Work to complete: Search the material for "async" and show all lines that contain it.

[Opening Dataset content section]

PR #923, opened 2024-04-30
chore: Moved progress state to jotai

daviroo:
Marked as draft as I want to do a bit more testing.  I started this one a couple of weeks ago so some of the context on what I did is a little fuzzy.  @benalleng would appreciate if you could give it a test as well.

### DIFF
--- a/api/local/getProgress.ts
+++ b/api/local/getProgress.ts
@@ -1,4 +1,4 @@
-import { defaultProgressContext } from 'contexts/ProgressContext'
+import { defaultProgressContext } from 'state/state'
 
 export default async function getProgressLocal(): Promise<string> {
   try {
--- a/api/progress/getProgress.ts
+++ b/api/progress/getProgress.ts
@@ -1,4 +1,4 @@
-import { defaultProgressContext } from 'contexts/ProgressContext'
+import { defaultProgressContext } from 'state/state'
 import { get } from 'utils'
 
 export default async function getProgress(): Promise<string> {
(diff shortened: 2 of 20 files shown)


daviroo:
@benalleng I've fixed the login issue - I've also tested the bug mentioned in https://github.com/saving-satoshi/saving-satoshi/issues/925 and it seems to be fixed in this branch.

benalleng:
while #925 is fixed I had the reverse problem in this branch where i completed chapter 1, then went through the outro page signup flow and after the saveAndReturn() flow it did not save my progress to the next chapter.

Additionally on a page refresh we seem to be encountering the issue where the default progress of `keys[0]` is being flashed in the state so I get booted back to intro-1 if I refresh from any page :cry:

benalleng:
I know this is just an update to the progress context so perhaps we can address these problems in a follow up PR that focuses sepecifically on these issues

daviroo:
@benalleng this could do with another test when you get the time.  I think I've fixed the highlighted issues.  I decided to not remove the local storage saving but instead opted to change the `saveProgress` method so that it selects the furthest progress key out of [key_from_state, key_from_local_storage, key_from_server].  This seems to have fixed the behaviour you saw.

benalleng (approved):
Works great! tested on a fresh browser going from `CH1INT1` to `Ch3INT1` and progress was smooth, even on page refresh. Also tested with an existing account on an incognito browser to check backend progress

[Closing Dataset content section]

Response below:
 export default async function getProgressLocal(): Promise<string> {
 export default async function getProgress(): Promise<string> {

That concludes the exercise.